|RAO, SHYAMA PRASAD - University Of Missouri|
|XU, DONG - University Of Missouri|
|THELEN, JAY - University Of Missouri|
Submitted to: BMC Bioinformatics
Publication Type: Peer Reviewed Journal
Publication Acceptance Date: 7/29/2013
Publication Date: 10/13/2013
Publication URL: http://handle.nal.usda.gov/10113/58000
Citation: Rao, S.R., Xu, D., Thelen, J.J., Miernyk, J.A. 2013. Circles within circles: crosstalk between protein Ser/Thr/Tyr-phosphorylation and Met oxidation. BMC Bioinformatics. 14:S14.
Interpretive Summary: It is well-known that chemical modifications can control protein function. However the possible roles of interactions between different chemical modifications (crosstalk) in affecting protein function are not known. We have conducted an extensive mathematical and statistical analysis of protein sequences to assess the possibility of crosstalk between two distinct chemical modifications. The results indicate that there is the potential for protein chemical modification crosstalk in organisms representing all branches of the tree of life, from bacteria to man. Crosstalk is most likely in proteins involved with cellular signaling. Results from this study will be useful in understanding control of protein activity in crop plants, and will help to identify specific targets for modification by both breeders and molecular biologists. They will additionally be useful to scientists who study the effects of organ and tissue specialization in plant biology.

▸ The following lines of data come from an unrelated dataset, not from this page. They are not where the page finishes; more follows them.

PR #397, opened 2026-05-09
refactor(session): typed flashKey to prevent key-space confusion (#347)

### LINKED ISSUE #347: FOLLOW-UP: Harden flashExpiry key-space asymmetry against future misuse (from PR #344)
## Context

This follow-up task was identified during the review of PR #344.

**Source PR:** https://github.com/livetemplate/livetemplate/pull/344
**PR Title:** feat: __navigate__ action + flash persist-until-cleared lifecycle
**Suggested by:** @claude-bot (early review rounds)

## Task Description

`connState` has a subtle key-space asymmetry:

- `messages` stores flash keys with the `_flash:` prefix (e.g., `"_flash:info"`)
- `flashExpiry` stores the same flash keys as **bare keys** (e.g., `"info"`)

This is correct and documented in the struct comment, but it's a maintenance trap. A future contributor adding a new flash-related code path who follows the `messages` key-naming convention by analogy would write:

```go
// WRONG — silently breaks expiry:
c.flashExpiry[lvtcontext.FlashPrefix+key] = time.Now().Add(d)
```

This would compile, pass all tests (the incorrect key is never looked up), and cause flash messages to never expire — with no error and no observable failure until a user notices their "5-second" notification persisting indefinitely.

### Possible Mitigations

1. **Type alias** for the bare key to make the distinction explicit at the type level:
   ```go
   type flashKey string // bare key, no _flash: prefix
   flashExpiry map[flashKey]time.Time
   ```

2. **Helper constructors** that centralize the key translation, reducing copy-paste surface:
   ```go
   func flashBareKey(key string) string { return key } // identity, but named
   ```

3. **Expanded comment** at every flashExpiry access site noting "bare key, not prefixed".

Option 1 is the most defensive — the type system prevents the mix-up. Option 3 is the lowest-effort interim fix.

## Original Comment

> `flashExpiry` stores bare keys (e.g., `"info"`) while `messages` stores prefixed keys (`"_flash:info"`). This is documented in the struct comment but the asymmetry is a maintenance trap. A future code path that writes `c.flashExpiry[lvtcontext.FlashPrefix+key]` (following the `messages` pattern by analogy) will silently break pruning and clearing for that key — no error, just flash that never expires.

[View original PR](https://github.com/livetemplate/livetemplate/pull/344)

---

adnaan:
## Summary

Closes #347. Defensive **defined type** to prevent silent breakage of the deliberate key-space asymmetry between `connState.messages` and `connState.flashExpiry`.

**No behavior change. No public API change.** Internal-only hardening.

## The trap this prevents

`connState` has two maps that store flash data:

- `messages` — keys prefixed with `_flash:` (e.g. `"_flash:info"`)
- `flashExpiry` — bare keys, no prefix (e.g. `"info"`)

This is correct, and documented in the struct comment. But a future contributor following `messages`'s naming convention by analogy could write:

```go
// WRONG — silently breaks expiry:
c.flashExpiry[lvtcontext.FlashPrefix+key] = time.Now().Add(d)
```

This compiles, passes all tests (the wrong key is never looked up), and causes flash messages to never expire — no error, just user-visible "my 5-second notification persists indefinitely."

## The fix (Option 1 from the issue)

```go
type flashKey string

flashExpiry map[flashKey]time.Time
```

Note: `type flashKey string` is a **defined type**, not a type alias. A true alias (`type flashKey = string`) would be structurally identical to `string` and would *not* prevent this misuse — the compiler would still accept `lvtcontext.FlashPrefix+key`. The compile-time enforcement works precisely because `flashKey` is a defined type.

Every access site converts explicitly: `flashKey(rawBareKey)`. The cast is the point — it's the moment a reader sees "we're deliberately keeping the bare key here, not the prefixed one." A future write that uses `lvtcontext.FlashPrefix+key` fails to compile against `map[flashKey]time.Time`.

## Why Option 1 over Options 2/3

The issue lists three mitigations. Option 1 (defined type) is the most defensive: the type system *enforces* the rule rather than relying on a comment that could rot. Options 2 and 3 (helper constructors / expanded comments) leave the same silent-failure path open.

## Test plan

- [x] All flash tests pass (`go test -run Flash ./...`)
- [x] Full test suite passes via pre-commit (300s timeout)
- [x] Linters pass: errcheck, govet, ineffassign, staticcheck, unparam, unused
- [x] No behavior diff in flash lifecycle tests — only the test setup line that constructs the map directly was updated

### DIFF
--- a/flash_lifecycle_test.go
+++ b/flash_lifecycle_test.go
@@ -16,7 +16,7 @@ import (
 func newFlashState() *connState {
 	return &connState{
 		messages:    make(map[string]string),
-		flashExpiry: make(map[string]time.Time),
+		flashExpiry: make(map[flashKey]time.Time),
 	}
 }
 
@@ -36,7 +36,7 @@ func TestExpiredFlashAbsentFromGetMessagesSnapshot(t *testing.T) {
 		t.Fatal("flash not set")
 	}
 	// Backdate the deadline to simulate expiry having elapsed since SetFlash.
-	cs.flashExpiry["success"] = time.Now().Add(-1 * time.Second)
+	cs.flashExpiry[flashKey("success")] = time.Now().Add(-1 * time.Second)
 
 	// getMessages must NOT include the expired entry — it prunes before
 	// snapshotting so the next render walks a clean slate.
@@ -97,7 +97,7 @@ func TestFlashExpiryPrunesAfterDeadline(t *testing.T) {
 	// Backdate the expiry to force it to be past-due. Direct map write is safe
 	// here: these are sequential single-goroutine tests; setFlash initialized
 	// the map above so the nil-map panic path is excluded.
-	cs.flashExpiry["info"] = time.Now().Add(-1 * time.Second)
+	cs.flashExpiry[flashKey("info")] = time.Now().Add(-1 * time.Second)
 
 	cs.pruneExpiredFlash()
 
@@ -114,7 +114,7 @@ func TestFlashExpiryDoesNotAffectNonExpiredMessages(t *testing.T) {
 	cs.setFlash("info", "Transient...", time.Minute) // expires in 1 minute (not yet)
 
 	// Manually backdate only the "info" key to be past-due (sequential test, safe).
-	cs.flashExpiry["info"] = time.Now().Add(-1 * time.Second)
+	cs.flashExpiry[flashKey("info")] = time.Now().Add(-1 * time.Second)
 
 	cs.pruneExpiredFlash()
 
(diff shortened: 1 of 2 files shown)


adnaan:
Round-2 reply (claude[bot] review):

Good catch on the **defined type vs type alias** terminology. You're right — `type flashKey string` is a defined type, and a true alias (`type flashKey = string`) wouldn't have the property this PR depends on. I've updated the PR description to say "defined type" throughout.

The code itself doesn't change. Squash-merge commit message will pick up the corrected description.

Technical Abstract: Background: Reversible posttranslational protein modifications such as phosphorylation of Ser/Thr/Tyr and Met oxidation are critical for both metabolic regulation and cellular signalling. Although these modifications are typically studied individually, herein we describe the potential for cross-talk and hierarchical regulation. Results: The proximity of Met to Ser/Thr/Tyr within the proteome has not previously been addressed. In order to consider the possibility of a generalized interaction, we performed a trans-kingdom sequence analysis of known phosphorylation sites in proteins from bacteria, fungi, plants, and animals. The proportion of phosphorylation sites that include a Met within a 13-residue window centered upon Ser/Thr/Tyr is significantly less than the occurrence of Met in proximity to all Ser/Thr/Tyr residues. Met residues are present at all positions (-6 to +6, inclusive) within the 13-residue window that we have considered. Detailed analysis of sequences from eight disparate plant taxa revealed that many conserved phosphorylation 15 sites have a Met residue in the proximity. Results from GO enrichment analysis indicated that the potential for phosphorylation and Met oxidation crosstalk is most prevalent in kinases and proteins involved in signaling. Conclusion: The large proportion of known phosphorylation sites with Met in the proximity fulfils the necessary condition for cross-talk. Kinases/signalling proteins are enriched for Met around phosphorylation sites. These proteins/sites are likely candidates for cross-talk between oxidative signalling and reversible phosphorylation.